The safety and efficacy of prolonged outpatient sulindac to prevent the recurrence of preterm labor: a prospective double-blind study

Abstract

Purpose: To assess the efficacy and safety of outpatient oral sulindac given until 34 weeks gestation to prevent the recurrence of preterm labor (PTL).Materials and Methods: Women were considered candidates for the study if they had an episode of preterm labor successfully treated with inpatient parenteral tocolysis, intact membranes, cervical dilatation <4 cm, and gestations <34 weeks. Candidates for the study were randomized by the pharmacy to receive either a "look-alike" placebo or sulindac, 100 mg po bid until 34 weeks gestation. The patient was seen for follow-up visits at 1 week and then every other week until 34 weeks. On follow-up visits hourly fetal urine production, amniotic fluid assessment, and ductal velocities were obtained.Results: Forty-four patients were randomized (21 sulindac and 23 placebo). All demographic and clinical variables were similar with the weeks at randomization 29.2 and 30.5 in the sulindac and placebo groups, respectively. Readmission for tocolysis occurred in 5 and 3 of the sulindac and placebo group patients, respectively (P = NS). Twenty and 22 of the sulindac and placebo group, respectively, delivered after 7 days.
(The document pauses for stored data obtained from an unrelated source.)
PR #475, opened 2020-12-12
Lazy load s3 client

joehoyle:
All requests right now will init the s3client, which causes a lot of file i/o in loading the aws sdk, and a fair bit of CPU to crunch through the sdk init.

Now we have this much better typed, I think we can do what we were never able to do in https://github.com/humanmade/S3-Uploads/pull/128


rmccue:
@joehoyle can you update this from master with latest lint changes?

joehoyle:
@rmccue updated!

rmccue (approved):
Nice, easy!

PR #479, opened 2020-12-17
Publish type coverage to Psalm Shepherd

joehoyle:
This only published from the master branch so there's not much we can do other than merge and hope!


rmccue (approved):
yolo!

PR #491, opened 2021-02-15
Cache presigned URLs fetched from AWS SDK

goldenapples:
The AWS SDK by default uses a blocking synchronous request to fetch presigned request URLs for resources. This means adding substantial overhead in cases like the WordPress media library where up to 40 requests have to be made in series before returning a page of results from the admin-ajax query.

There are a couple separate functional improvements I'd like to make here, which I'll be making as separate pull requests. This one seems like the simplest improvement, and doesn't change the basic functionality here: if we get a presigned URL that's valid for a given period of time, we should be able to cache the URL for that same period of time so as not to require a new API request to sign that URL every time the attachment is previewed.

### DIFF
--- a/inc/class-plugin.php
+++ b/inc/class-plugin.php
@@ -557,24 +557,28 @@ class Plugin {
 		if ( ! $path ) {
 			return $url;
 		}
-		$cmd = $this->s3()->getCommand(
-			'GetObject',
-			[
+
+		$presigned_url = wp_cache_get( $url, 's3_uploads_presigned_url' );
+
+		if ( ! $presigned_url ) {
+			$cmd = $this->s3()->getCommand('GetObject', [
 				'Bucket' => $path['bucket'],
 				'Key' => $path['key'],
-			]
-		);
+			]);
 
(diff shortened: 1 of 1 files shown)


joehoyle:
Hmm when I implemented this, getting a pre-signed URL did not require a network request, I'm wondering if that's changed -- as I understand this process, it should not be needed.

joehoyle:
Looking at https://github.com/aws/aws-sdk-php/blob/1ab4f565744aea8e9560ee8aaffb19b87238c7d5/src/S3/S3Client.php#L458, I wondering if perhaps it's just the fetching of credentials that is the remote request?

I don't see any other remote requests in the implementation

goldenapples:
Alright let me take a deeper look under the hood and see what's going on. Maybe the network request is just to get the signing provider, in which case we should be able to fetch that once and reuse. There are a few memoized functions in the AWS SDK which look like they do that.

Amniotic fluid index in the sulindac group at 1 week was significantly lower than in the placebo group at 10.6 vs 13.0. All neonatal outcome variables were similar between the groups, including birth weights, Apgar, cord pH, and total NICU days.Conclusion: Sulindac until 34 weeks gestation following successful tocolysis results in no apparent prolongation of gestation.